I’m still frowning, still in a lather over all of this when I barge into the suite. I don’t even notice them until I’ve swept inside and shut the front door: there, on the couch, seated with my mother, is Stanley Pierce.

But Mamma is not on the couch. Mamma is on Stan, on his lap. They both scramble at the disturbance of my entry, both turn toward the doorway, and me before it, at the same time. And then they freeze, a most unseemly tableau. I feel a noose tighten around my neck.

“Oh, Florence…” Mamma hops off Stan’s lap, rustling the folds of her skirt around her legs. “We weren’t expecting…You’re earlier than I thought.”

“I can see I’ve disturbed you,” I say, my voice toneless, body unmoving.

“Oh, don’t let’s have a scene…. Must you…?” And then Mamma does what she does best: she takes her skirts into her two fists, and she flees. She hurries into her bedchamber and slams the door, leaving me behind with only Stan and the torturous thoughts whirling inside of me.

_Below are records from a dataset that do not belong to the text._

Issue #6219, opened 2018-10-19
Fix website HCL formatting


paultyng:
The following files have issues when their examples are run through `terraform fmt`:

* [x] [website/docs/d/acm_certificate.html.markdown](../blob/master/website/docs/d/acm_certificate.html.markdown)
* [x] [website/docs/d/autoscaling_groups.html.markdown](../blob/master/website/docs/d/autoscaling_groups.html.markdown)
* [x] [website/docs/d/cloudhsm_v2_cluster.html.markdown](../blob/master/website/docs/d/cloudhsm_v2_cluster.html.markdown)
* [x] [website/docs/d/cognito_user_pools.markdown](../blob/master/website/docs/d/cognito_user_pools.markdown)
* [x] [website/docs/d/db_cluster_snapshot.html.markdown](../blob/master/website/docs/d/db_cluster_snapshot.html.markdown)
* [x] [website/docs/d/db_snapshot.html.markdown](../blob/master/website/docs/d/db_snapshot.html.markdown)
* [x] [website/docs/d/efs_file_system.html.markdown](../blob/master/website/docs/d/efs_file_system.html.markdown)
* [x] [website/docs/d/efs_mount_target.html.markdown](../blob/master/website/docs/d/efs_mount_target.html.markdown)
* [x] [website/docs/d/eks_cluster.html.markdown](../blob/master/website/docs/d/eks_cluster.html.markdown)
* [x] [website/docs/d/elastic_beanstalk_solution_stack.html.markdown](../blob/master/website/docs/d/elastic_beanstalk_solution_stack.html.markdown)
* [x] [website/docs/d/glue_script.html.markdown](../blob/master/website/docs/d/glue_script.html.markdown)
* [x] [website/docs/d/iam_policy_document.html.markdown](../blob/master/website/docs/d/iam_policy_document.html.markdown)
* [x] [website/docs/d/inspector_rules_packages.html.markdown](../blob/master/website/docs/d/inspector_rules_packages.html.markdown)
* [x] [website/docs/d/instances.html.markdown](../blob/master/website/docs/d/instances.html.markdown)
* [x] [website/docs/d/internet_gateway.html.markdown](../blob/master/website/docs/d/internet_gateway.html.markdown)
* [x] [website/docs/d/iot_endpoint.html.markdown](../blob/master/website/docs/d/iot_endpoint.html.markdown)
[...]

PR #6221, opened 2018-10-19
Add script to check example hcl formatting

paultyng:
We probably can't add this to the build process unless we are sure NPM will be present.

This script was used to generate #6219


paultyng:
Closing this, but something we should look in to potentially down the road for both docs and examples.

PR #6231, opened 2018-10-20
d/aws_nat_gateway: Fix filtering and reading of tags

flosell:
Currently, `tags` can be defined as an argument for the `aws_nat_gateway` data source and are [documented](https://www.terraform.io/docs/providers/aws/d/nat_gateway.html) this way but are silently ignored when searching for the NAT Gateway. When reading NAT Gateway details, tag-values aren't populated in terraform. This PR attempts to fix this.

* filter for given tags when provided as attribute
* read tags-value from API response

```
$ make testacc TEST=./aws TESTARGS='-run=TestAccDataSourceAwsNatGateway'
TF_ACC=1 go test ./aws -v -parallel 20 -run=TestAccDataSourceAwsNatGateway -timeout 120m
=== RUN   TestAccDataSourceAwsNatGateway
=== PAUSE TestAccDataSourceAwsNatGateway
=== CONT  TestAccDataSourceAwsNatGateway
--- PASS: TestAccDataSourceAwsNatGateway (244.10s)
PASS
ok  	github.com/terraform-providers/terraform-provider-aws/aws	244.155s
```

### DIFF
--- a/aws/data_source_aws_nat_gateway.go
+++ b/aws/data_source_aws_nat_gateway.go
@@ -89,6 +89,12 @@ func dataSourceAwsNatGatewayRead(d *schema.ResourceData, meta interface{}) error
 		)...)
 	}
 
+	if tags, ok := d.GetOk("tags"); ok {
+		req.Filter = append(req.Filter, buildEC2TagFilterList(
+			tagsFromMap(tags.(map[string]interface{})),
+		)...)
+	}
+
 	req.Filter = append(req.Filter, buildEC2CustomFilterList(
 		d.Get("filter").(*schema.Set),
 	)...)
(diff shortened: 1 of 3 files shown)


aws/data_source_aws_nat_gateway.go
```diff
@@ -116,6 +122,7 @@ func dataSourceAwsNatGatewayRead(d *schema.ResourceData, meta interface{}) error
 	d.Set("state", ngw.State)
 	d.Set("subnet_id", ngw.SubnetId)
 	d.Set("vpc_id", ngw.VpcId)
+	d.Set("tags", tagsToMap(ngw.Tags))
```
bflad: When using `d.Set()` with aggregate types (TypeList, TypeSet, TypeMap), [we should perform error checking to prevent issues where the code is not properly able to set the Terraform state](https://www.terraform.io/docs/extend/best-practices/detecting-drift.html#error-checking-aggregate-types). e.g.

```go
if err := d.Set("tags", tagstoMap(ngw.Tags)); err != nil {
}
```

Since the `tagsToMap()` function has well established usage across other resources I won't treat this as a blocker here though. 👍

bflad:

My eyes bore into him. “You are carrying on with my mamma?”

Stan retrieves his pocket watch, as though bored. “No, Kitten.”

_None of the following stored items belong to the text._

PR #6237, opened 2018-10-22
[wip] resource/aws_ses_receipt_rule: support import functionality

acburdine:

* Add import functionality for aws_ses_receipt_rule

Haven't run it yet, waiting on response to the below comment.

### DIFF
--- a/aws/resource_aws_ses_receipt_rule.go
+++ b/aws/resource_aws_ses_receipt_rule.go
@@ -5,6 +5,7 @@ import (
 	"fmt"
 	"log"
 	"sort"
+	"strings"
 
 	"github.com/aws/aws-sdk-go/aws"
 	"github.com/aws/aws-sdk-go/aws/awserr"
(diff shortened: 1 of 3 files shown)


acburdine:
After doing some more looking at other resources with imports, it appears this isn't _quite_ the right approach since it won't import the whole state (with all of the subproperties and whatnot).

Ideally, we could use `schema.ImportStatePassthrough` to lookup the rule, but as far as I can tell the resource currently uses just the rule name as an ID, rather than a composite id in the form `<ruleset name>:<rule name>`. Based on the fact that rules are specific to a ruleset, I think it would be better to have the ID be a composite of the ruleset and rule (similar to the iam_role_policy resource).

I'm not sure what the policy is for changing the ID format, so I'd appreciate some feedback on what the best approach to implement this is 😄

bflad:
Hi @acburdine! 👋 Thanks for submitting this. We currently denote changing resource IDs as a major version breaking change since some folks might be relying on the attribute in other references. See also: https://www.terraform.io/docs/extend/best-practices/versioning.html#example-major-number-increments

During import, we only need to `d.Set()` enough information to make the `Read` function succeed, which is immediately called. This looks like its in pretty good shape to implement the import functionality without changing the ID minus the CI errors. Once that's fixed up we can verify the acceptance testing. 👍

bflad:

His disinterest only sharpens the blade of my fury. I walk farther into the room, slowly. “Funny, ain’t it, how I have a hard time believing you?”

Stan shrugs. “Too old.”

I narrow my eyes. “Begging pardon?”

He meets my stare now, his own gaze direct, even a bit defiant. “Believe me, I could have. She was interested long before you were. But she’s not the right age for me.”

I rasp out a laugh, a hollow, gravelly sound. “Well, she certainly isn’t the right age to be sitting on your lap for a bedtime story. So then I’m wondering what it is that I just saw.”

“I’m throwing her crumbs. She’s so lonely. And she’s no idiot—Mother knows you’re playing a terribly risky game, taunting me to throw it all away, everything the two of you have. So I suppose your stalwart mother simply wanted to make sure I was, well…satisfied.”

“Get out.” I walk back to the door and open it, looking away from Stan.

I can’t bear another moment of this. I doubt I shall ever be able to look at him again.

The clarity hardens within me: I need to be done with this man.

I need both of us to be done with him. Stan, Mamma, me—this unholy trinity that I’ve allowed to linger on for far too long, it’s rotten and it reeks more with each day.

Whatever we once had that worked, it’s ruined. I need to rescue Mamma—and myself.

And suddenly, the proposition that seemed so impossible merely an hour ago—and my certainty that I had to decline it—has shifted, and I’m willing, in spite of all my hesitations and fears, to take a leap. Even to cross an ocean.